Сарре, впрочем, кажется, не возражал никто и никогда; ни отец, ни братья, ни те, кого она любила: то, что она — врач, было так естественно и недвусмысленно, что и обсуждать тут нечего. Вот она оказывается в Монпелье с его красной землей и слепящим солнцем, и жизнь там, как и учебная программа, устоялась за столетия, все как при Платтере: преподаватель ботаники водит студентов на летние экскурсии, в Сарриных письмах они называются arborescence, за профессорами следуют почтительные табунки молодежи, в анатомическом театре вскрытию предшествует лекция. «Иногда, как я видел, — пишет Фома в своем шестнадцатом веке, — среди зрителей есть и женщины, и они прячут лица под масками, особливо если вскрывают женское тело».
Хорошо быть студентом в чужой стране, где ты словно весишь меньше, а в росте прибавляешь, где вдруг удается оказаться не вполне и собой, а кем-то другим, словно вся шелуха использованных возможностей осталась позади, вместе с родным языком и грузом любви, пригибающим человека к земле. Студент, как положено исследователю, живет налегке и замечает все, что есть кругом занятного; вот и Фома Платтер пьет молоко, заедая его черным хлебом, подсчитывает чьи-то расходы на свечки и перчатки, посещает славный город Авиньон, где ему показывают улицу Евреев, с двух сторон закрытую воротами, запирающимися на ночь. Этих евреев здесь не менее пятисот, им нельзя заниматься ничем, кроме продажи одежды, лат, драгоценностей и всего, что человек может на себя надеть; нельзя им покупать ни дома, ни сада, ни поля, ни луга, ни в городе, ни за городом; также запрещен им любой труд, кроме того, что здесь перечислено, и еще меняльного. И Фома рисует голову еврейки в высокой шапке — беглый рисунок, очень похожий на пушкинские.
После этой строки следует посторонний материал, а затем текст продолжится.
PR #367, opened 2023-02-22
improve: check accept ra sysctl before set v6 forward

hhyasdf:
Pull Request Description
---

If the ipv6 default route on host is generated by proto ra (by SLAAC), `accept_ra` sysctl need to be 2 if `ipv6 forwarding` is enable, or the default route might disappear after a while.

None.

### Special notes for reviews


pkg/daemon/utils/network.go
```diff
@@ -321,6 +321,28 @@ func EnableIPForward(family int) error {
 	if family == netlink.FAMILY_V4 {
 		return ip.EnableIP4Forward()
 	}
+
+	v6DefaultRoute, err := GetDefaultRoute(netlink.FAMILY_V6)
```
mars1024, line 325: how about checking and modifying accept_ra in `EnableIP6Forward?`

hhyasdf: `EnableIP6Forward` is in a third-party module, which cannot be modified.

mars1024 (approved):
/lgtm

PR #370, opened 2023-03-07
Support multiple bgp peers

hhyasdf:
Pull Request Description
---

1. Update gobgp to v3.11.0 and golang to 1.9.
2. Support add multiple bgp peers (bgp ToR is still needed, number of which need to be always one). Introduce two flags for items of `spec.config.bgpPeers`:
    1. `doesNotRouteTraffic`. If `true`, hybridnet will not add default route (next hop is this peer) for egress traffic of bgp pods.
    2. `allowNotEstablished`. If `true`, pod in the bgp network can be created if this peer is down.  

NONE.

### Special notes for reviews


mars1024 (approved):
lgtm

Про Саррино житье в Монпелье достоверно известно лишь то, что у нее там был веселый дружок-иностранец. В маминых рассказах он занимал небольшое, но серьезное место: почему-то считалось, что он был двоюродным или троюродным братом Георгия Димитрова, болгарского коммуниста, жившего в Москве в тридцатые; в одном из фотоальбомов с коваными углами можно было увидеть дарственную надпись, сделанную витиеватым почерком, — ton Mitya, — и это «твой» о многом говорило. Предполагалось, что Митя был прабабушкиной большой любовью; помню темный рассказ о том, что когда началась Первая мировая, Сарра вернулась в Россию кружным путем, через Болгарию и чуть ли не Турцию, лишь бы попрощаться с ним. Впрочем, имя героя казалось моему десятилетнему уху неромантическим: оно звучало как считалка, Дмитрий Пенчев-Хаджигенчев, а больше про этого человека сказать было нечего.